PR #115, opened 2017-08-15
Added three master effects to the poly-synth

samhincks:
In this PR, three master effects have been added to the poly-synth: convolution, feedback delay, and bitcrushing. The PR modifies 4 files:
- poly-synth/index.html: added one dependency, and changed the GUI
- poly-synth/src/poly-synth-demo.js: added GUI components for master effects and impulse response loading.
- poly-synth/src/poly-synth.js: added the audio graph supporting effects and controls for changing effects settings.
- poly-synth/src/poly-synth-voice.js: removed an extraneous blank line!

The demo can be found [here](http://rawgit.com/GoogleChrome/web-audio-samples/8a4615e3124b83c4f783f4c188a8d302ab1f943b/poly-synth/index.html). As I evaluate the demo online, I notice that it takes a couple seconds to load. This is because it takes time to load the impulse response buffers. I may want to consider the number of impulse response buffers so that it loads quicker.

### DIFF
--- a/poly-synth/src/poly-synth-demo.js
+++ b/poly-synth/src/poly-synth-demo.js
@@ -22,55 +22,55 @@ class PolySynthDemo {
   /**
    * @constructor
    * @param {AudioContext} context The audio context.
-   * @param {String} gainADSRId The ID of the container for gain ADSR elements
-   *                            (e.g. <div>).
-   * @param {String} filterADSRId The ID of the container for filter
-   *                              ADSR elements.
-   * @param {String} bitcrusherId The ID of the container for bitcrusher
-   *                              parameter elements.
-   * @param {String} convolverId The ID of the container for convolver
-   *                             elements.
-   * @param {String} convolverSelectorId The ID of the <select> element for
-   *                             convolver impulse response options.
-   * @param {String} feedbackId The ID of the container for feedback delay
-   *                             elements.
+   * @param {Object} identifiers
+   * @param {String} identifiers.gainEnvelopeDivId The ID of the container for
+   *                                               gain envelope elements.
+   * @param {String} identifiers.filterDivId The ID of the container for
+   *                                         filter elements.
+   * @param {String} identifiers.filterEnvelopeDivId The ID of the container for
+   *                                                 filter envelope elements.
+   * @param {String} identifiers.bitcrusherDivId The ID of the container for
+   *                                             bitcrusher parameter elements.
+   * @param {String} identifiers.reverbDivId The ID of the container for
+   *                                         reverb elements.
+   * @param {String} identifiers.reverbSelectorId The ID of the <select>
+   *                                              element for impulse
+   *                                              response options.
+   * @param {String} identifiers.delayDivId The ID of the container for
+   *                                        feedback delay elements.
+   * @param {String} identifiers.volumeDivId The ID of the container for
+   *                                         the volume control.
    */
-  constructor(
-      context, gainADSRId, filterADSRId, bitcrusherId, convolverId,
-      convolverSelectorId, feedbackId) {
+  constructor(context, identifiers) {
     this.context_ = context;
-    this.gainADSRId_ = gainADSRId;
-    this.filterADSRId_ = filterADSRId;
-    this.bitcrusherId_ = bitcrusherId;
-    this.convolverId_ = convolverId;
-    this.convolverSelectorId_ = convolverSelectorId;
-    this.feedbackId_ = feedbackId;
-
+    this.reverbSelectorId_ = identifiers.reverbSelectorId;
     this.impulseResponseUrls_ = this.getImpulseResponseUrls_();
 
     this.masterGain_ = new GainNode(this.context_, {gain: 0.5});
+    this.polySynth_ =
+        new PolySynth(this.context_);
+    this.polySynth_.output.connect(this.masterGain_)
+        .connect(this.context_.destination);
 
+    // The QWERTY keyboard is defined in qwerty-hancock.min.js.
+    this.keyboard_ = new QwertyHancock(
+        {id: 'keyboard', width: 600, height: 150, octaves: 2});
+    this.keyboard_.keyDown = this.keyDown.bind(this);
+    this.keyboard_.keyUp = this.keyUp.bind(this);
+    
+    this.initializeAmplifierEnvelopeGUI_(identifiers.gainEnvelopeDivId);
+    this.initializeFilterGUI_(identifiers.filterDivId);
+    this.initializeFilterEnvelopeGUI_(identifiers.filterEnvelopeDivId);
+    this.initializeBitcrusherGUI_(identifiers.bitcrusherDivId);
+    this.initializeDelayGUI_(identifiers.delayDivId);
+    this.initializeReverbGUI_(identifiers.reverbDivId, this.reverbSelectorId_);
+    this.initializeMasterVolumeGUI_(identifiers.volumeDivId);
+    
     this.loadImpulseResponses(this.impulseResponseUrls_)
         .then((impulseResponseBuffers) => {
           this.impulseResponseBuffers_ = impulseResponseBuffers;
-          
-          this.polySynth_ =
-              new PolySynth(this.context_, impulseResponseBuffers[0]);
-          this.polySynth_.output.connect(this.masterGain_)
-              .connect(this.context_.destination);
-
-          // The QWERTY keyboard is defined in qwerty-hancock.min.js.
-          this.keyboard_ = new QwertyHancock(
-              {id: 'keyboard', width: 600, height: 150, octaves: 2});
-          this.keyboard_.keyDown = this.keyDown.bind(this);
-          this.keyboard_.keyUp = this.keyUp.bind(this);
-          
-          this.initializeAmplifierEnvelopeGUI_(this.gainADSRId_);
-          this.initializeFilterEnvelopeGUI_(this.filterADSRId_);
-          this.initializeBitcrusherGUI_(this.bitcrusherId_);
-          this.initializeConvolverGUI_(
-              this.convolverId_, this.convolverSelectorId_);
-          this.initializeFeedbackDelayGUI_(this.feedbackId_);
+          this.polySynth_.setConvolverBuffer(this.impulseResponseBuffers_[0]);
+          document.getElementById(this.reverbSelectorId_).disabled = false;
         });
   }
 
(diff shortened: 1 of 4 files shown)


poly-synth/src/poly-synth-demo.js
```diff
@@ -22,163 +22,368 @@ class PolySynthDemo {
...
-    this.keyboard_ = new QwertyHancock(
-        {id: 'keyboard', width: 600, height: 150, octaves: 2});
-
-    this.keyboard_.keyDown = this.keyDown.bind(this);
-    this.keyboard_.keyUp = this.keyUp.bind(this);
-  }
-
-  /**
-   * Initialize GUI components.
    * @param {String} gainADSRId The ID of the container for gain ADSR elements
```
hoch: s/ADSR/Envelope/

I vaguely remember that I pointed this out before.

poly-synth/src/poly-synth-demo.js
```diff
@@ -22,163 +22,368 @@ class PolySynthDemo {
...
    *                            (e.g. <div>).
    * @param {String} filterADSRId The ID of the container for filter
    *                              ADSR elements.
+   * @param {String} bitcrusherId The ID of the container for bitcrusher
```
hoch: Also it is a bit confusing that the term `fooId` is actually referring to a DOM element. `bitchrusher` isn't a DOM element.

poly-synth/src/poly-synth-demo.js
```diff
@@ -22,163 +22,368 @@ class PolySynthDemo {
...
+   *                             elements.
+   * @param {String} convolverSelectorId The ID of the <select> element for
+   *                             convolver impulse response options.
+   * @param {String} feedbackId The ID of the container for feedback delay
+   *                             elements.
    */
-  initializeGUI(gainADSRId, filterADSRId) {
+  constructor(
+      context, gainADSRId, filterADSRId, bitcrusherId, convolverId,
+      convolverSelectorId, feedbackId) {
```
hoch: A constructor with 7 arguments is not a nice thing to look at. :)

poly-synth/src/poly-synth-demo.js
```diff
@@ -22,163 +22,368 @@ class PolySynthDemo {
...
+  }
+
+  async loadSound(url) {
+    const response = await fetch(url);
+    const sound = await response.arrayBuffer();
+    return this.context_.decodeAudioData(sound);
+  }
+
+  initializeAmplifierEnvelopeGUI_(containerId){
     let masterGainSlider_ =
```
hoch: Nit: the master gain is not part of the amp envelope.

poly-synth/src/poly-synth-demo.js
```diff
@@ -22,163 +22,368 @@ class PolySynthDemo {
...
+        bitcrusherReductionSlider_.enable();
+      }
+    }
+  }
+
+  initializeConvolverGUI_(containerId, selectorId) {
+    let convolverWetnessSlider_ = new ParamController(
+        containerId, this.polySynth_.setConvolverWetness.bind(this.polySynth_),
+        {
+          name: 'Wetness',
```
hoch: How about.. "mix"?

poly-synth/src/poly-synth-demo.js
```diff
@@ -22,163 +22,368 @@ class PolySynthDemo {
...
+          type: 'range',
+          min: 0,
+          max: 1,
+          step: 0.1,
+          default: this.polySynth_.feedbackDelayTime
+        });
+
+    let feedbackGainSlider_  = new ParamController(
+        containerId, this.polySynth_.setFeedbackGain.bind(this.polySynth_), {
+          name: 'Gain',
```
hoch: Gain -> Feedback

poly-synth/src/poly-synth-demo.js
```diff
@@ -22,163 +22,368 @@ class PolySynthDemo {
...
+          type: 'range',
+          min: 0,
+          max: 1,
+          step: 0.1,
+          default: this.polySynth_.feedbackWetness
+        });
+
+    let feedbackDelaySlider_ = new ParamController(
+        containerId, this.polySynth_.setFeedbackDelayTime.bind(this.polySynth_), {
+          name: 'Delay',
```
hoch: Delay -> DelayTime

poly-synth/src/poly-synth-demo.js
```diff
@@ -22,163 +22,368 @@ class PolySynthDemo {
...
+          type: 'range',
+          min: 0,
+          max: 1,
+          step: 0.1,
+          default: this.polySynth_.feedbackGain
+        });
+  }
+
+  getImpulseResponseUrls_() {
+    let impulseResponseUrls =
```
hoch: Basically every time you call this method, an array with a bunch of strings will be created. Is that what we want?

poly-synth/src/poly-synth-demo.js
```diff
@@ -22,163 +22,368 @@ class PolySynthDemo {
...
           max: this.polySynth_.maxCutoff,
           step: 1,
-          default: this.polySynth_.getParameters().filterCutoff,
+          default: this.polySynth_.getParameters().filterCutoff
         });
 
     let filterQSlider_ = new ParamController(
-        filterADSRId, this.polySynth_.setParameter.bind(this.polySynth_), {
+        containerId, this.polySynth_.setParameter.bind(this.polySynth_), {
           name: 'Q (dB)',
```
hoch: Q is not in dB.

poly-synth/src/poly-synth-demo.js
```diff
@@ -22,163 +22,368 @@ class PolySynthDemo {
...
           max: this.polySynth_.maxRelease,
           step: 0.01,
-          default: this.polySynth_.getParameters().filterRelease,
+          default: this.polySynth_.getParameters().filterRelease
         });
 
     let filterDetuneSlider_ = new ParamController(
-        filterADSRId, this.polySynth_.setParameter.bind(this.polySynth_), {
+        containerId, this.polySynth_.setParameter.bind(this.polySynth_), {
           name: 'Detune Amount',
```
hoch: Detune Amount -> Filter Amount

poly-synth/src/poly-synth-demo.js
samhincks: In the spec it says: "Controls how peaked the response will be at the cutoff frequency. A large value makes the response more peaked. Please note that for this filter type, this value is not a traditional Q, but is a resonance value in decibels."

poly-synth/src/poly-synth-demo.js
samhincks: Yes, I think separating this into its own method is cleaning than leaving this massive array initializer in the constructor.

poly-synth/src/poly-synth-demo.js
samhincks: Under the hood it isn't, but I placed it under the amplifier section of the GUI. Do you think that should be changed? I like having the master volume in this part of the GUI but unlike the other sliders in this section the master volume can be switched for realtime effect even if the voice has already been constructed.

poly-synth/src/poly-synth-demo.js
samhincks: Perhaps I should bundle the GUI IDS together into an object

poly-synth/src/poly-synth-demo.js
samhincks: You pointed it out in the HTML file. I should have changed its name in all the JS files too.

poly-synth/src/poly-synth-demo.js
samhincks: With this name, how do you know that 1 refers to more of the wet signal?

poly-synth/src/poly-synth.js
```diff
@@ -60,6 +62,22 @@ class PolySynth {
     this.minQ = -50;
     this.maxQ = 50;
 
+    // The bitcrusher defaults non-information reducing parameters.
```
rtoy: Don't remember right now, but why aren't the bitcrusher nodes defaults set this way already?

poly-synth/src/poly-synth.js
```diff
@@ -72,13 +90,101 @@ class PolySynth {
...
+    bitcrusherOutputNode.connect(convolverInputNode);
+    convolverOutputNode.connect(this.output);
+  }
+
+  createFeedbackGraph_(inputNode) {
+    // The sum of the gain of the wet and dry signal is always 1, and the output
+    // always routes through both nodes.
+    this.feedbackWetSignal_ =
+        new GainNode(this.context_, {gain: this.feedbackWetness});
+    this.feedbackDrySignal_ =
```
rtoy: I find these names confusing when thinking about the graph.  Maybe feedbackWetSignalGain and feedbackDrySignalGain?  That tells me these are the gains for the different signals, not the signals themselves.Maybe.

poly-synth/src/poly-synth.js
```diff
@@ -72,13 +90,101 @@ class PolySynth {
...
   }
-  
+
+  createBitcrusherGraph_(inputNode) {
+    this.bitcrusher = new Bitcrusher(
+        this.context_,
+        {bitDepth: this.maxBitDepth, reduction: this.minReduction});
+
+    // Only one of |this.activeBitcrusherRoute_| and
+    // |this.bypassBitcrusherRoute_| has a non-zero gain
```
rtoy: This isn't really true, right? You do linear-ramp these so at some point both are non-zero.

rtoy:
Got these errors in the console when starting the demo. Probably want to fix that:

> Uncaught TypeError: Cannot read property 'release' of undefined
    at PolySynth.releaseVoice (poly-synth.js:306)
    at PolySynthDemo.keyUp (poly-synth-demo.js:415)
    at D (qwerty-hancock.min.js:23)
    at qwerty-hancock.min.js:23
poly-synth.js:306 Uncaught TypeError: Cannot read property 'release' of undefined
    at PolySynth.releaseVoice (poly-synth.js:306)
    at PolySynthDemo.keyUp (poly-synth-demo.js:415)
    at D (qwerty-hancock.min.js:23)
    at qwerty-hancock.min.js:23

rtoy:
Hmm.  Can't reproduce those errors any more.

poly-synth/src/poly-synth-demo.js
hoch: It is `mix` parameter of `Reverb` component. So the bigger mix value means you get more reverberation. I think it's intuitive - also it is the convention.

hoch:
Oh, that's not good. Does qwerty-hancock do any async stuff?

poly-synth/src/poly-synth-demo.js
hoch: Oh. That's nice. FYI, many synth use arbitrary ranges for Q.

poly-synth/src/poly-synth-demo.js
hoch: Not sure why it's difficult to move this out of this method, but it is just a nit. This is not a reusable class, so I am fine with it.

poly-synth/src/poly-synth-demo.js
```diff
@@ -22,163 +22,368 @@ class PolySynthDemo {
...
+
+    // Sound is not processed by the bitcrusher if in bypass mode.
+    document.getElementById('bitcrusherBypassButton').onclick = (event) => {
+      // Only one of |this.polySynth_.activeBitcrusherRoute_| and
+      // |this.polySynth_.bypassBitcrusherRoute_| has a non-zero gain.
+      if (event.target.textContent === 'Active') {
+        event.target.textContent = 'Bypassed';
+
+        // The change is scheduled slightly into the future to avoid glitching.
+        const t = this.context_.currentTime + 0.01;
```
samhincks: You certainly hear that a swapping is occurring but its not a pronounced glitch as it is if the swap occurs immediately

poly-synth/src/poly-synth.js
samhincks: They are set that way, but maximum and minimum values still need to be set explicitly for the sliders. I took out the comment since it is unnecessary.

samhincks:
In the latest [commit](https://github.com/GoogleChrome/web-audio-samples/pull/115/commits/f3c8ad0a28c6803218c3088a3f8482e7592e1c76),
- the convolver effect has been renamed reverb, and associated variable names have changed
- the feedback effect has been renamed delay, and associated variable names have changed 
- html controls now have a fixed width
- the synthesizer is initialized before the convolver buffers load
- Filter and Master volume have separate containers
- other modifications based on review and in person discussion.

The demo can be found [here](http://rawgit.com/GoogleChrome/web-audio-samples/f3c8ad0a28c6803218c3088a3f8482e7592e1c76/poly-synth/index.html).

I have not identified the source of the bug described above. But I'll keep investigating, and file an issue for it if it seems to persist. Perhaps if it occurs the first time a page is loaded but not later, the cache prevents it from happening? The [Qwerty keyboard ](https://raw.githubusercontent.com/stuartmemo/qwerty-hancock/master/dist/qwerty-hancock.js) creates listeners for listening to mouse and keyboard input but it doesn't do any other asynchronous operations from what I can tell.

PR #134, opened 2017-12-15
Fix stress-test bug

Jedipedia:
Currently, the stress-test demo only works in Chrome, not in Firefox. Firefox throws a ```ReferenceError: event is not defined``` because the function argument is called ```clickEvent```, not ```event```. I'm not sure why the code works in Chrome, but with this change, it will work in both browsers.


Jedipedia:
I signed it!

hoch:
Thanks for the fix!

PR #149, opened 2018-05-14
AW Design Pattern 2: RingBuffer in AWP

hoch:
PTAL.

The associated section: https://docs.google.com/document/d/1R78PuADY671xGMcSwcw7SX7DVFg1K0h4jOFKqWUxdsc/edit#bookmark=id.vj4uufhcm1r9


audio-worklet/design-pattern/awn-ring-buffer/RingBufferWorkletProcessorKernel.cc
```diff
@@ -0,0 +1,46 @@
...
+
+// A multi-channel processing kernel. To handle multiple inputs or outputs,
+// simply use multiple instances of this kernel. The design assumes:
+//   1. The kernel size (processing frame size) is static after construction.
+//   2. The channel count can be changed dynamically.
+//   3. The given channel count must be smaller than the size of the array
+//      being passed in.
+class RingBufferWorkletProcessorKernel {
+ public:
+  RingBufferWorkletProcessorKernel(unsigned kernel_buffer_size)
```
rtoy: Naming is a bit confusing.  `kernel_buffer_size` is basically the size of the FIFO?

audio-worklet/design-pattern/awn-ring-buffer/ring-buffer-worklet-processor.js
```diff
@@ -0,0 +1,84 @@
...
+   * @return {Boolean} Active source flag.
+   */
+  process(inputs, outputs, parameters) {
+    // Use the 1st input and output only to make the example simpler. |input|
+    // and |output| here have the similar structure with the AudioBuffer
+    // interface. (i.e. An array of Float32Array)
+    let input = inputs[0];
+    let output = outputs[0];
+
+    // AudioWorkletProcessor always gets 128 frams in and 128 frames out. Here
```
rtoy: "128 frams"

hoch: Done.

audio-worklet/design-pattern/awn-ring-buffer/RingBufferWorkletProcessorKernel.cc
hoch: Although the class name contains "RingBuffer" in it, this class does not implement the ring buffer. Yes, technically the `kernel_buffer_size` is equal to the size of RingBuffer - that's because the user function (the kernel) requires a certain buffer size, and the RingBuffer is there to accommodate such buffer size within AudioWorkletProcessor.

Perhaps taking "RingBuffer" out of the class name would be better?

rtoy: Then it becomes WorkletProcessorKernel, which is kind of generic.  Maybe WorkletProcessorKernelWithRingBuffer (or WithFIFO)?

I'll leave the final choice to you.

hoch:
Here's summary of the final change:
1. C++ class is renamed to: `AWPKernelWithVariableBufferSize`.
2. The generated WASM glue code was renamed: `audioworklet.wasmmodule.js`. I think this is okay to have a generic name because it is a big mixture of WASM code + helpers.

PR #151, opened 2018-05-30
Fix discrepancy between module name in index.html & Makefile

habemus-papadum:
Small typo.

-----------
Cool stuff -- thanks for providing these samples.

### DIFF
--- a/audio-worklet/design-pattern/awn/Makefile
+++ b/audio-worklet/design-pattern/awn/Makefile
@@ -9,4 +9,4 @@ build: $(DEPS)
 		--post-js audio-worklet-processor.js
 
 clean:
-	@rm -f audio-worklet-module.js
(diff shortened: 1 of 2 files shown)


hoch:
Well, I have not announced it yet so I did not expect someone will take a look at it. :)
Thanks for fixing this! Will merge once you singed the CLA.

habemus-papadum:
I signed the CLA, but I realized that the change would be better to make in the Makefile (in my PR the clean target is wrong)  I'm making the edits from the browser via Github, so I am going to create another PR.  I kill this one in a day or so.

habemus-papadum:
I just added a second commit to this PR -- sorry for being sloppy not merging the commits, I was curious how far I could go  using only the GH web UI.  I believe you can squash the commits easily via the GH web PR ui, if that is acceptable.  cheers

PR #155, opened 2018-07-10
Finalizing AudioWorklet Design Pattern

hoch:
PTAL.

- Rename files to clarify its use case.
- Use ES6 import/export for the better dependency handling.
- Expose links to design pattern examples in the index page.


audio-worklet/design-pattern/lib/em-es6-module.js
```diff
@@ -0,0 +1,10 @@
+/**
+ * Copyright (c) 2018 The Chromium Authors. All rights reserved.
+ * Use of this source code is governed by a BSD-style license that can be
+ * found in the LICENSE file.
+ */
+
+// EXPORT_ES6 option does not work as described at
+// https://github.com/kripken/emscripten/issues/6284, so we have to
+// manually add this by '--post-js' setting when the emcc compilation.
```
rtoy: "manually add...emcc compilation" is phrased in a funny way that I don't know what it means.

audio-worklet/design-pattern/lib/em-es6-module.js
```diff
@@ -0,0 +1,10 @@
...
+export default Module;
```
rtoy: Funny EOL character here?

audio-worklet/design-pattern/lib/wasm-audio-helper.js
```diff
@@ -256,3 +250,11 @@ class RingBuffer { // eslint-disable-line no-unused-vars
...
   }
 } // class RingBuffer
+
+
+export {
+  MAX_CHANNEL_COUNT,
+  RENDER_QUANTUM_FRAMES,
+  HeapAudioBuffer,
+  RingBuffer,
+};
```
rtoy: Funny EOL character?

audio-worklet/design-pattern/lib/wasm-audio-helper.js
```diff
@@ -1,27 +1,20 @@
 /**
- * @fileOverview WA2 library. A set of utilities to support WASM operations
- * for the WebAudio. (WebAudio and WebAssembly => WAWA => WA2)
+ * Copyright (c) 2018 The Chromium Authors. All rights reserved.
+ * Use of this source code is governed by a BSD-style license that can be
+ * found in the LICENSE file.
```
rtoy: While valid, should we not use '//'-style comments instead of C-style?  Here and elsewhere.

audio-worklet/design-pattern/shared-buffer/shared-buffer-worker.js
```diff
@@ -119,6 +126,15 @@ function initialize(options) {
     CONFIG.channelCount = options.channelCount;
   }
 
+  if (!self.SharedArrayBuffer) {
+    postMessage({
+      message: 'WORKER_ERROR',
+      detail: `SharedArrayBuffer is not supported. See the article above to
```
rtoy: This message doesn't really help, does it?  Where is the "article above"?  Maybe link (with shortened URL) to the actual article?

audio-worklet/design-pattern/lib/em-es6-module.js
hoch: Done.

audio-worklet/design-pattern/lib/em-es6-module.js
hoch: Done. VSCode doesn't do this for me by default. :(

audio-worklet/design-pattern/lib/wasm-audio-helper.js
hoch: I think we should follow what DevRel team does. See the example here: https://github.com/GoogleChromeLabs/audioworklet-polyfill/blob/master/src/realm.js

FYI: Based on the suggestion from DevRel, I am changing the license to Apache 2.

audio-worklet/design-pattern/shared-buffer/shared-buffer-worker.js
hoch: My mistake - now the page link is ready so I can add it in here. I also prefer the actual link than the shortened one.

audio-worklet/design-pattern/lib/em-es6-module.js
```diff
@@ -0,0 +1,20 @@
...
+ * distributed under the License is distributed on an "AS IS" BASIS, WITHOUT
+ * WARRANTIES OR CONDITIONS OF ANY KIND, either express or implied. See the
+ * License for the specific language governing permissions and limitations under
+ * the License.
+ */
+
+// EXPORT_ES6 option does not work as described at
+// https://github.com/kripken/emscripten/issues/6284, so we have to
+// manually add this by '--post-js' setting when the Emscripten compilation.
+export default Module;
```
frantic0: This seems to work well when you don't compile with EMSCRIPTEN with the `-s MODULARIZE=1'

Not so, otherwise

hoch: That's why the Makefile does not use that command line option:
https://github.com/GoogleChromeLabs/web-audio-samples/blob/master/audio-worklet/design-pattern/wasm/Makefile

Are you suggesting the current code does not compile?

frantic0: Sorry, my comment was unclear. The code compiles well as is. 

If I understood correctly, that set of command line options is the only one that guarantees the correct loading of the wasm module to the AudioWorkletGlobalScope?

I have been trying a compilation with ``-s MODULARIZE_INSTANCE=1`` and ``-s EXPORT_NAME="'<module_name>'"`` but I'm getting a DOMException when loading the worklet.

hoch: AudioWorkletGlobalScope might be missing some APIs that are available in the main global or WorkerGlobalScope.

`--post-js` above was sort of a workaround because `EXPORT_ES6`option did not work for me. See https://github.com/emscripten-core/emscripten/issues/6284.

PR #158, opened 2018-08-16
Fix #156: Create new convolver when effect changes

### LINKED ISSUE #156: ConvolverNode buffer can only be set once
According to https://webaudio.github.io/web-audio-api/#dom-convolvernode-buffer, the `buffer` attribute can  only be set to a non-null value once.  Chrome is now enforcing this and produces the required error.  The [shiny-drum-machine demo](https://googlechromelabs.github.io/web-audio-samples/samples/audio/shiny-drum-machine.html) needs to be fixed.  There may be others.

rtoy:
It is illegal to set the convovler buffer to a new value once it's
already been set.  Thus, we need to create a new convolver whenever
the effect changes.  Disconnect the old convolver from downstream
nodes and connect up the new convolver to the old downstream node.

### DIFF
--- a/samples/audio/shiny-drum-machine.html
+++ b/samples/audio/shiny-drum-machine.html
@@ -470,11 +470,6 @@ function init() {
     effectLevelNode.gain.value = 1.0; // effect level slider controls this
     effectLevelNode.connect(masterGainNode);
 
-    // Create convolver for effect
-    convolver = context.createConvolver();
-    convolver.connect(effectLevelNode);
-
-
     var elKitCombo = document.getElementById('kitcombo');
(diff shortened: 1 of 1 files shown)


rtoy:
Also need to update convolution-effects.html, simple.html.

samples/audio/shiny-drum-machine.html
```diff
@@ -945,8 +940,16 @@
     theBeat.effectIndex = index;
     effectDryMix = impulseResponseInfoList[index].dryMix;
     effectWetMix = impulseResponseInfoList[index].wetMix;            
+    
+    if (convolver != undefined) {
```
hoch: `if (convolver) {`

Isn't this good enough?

= = = =

- WHAT IS BEING ASKED:
Count, in the listing, each line that holds the string "good", then give the count and nothing else.

- ANSWER FOR THE TASK:
2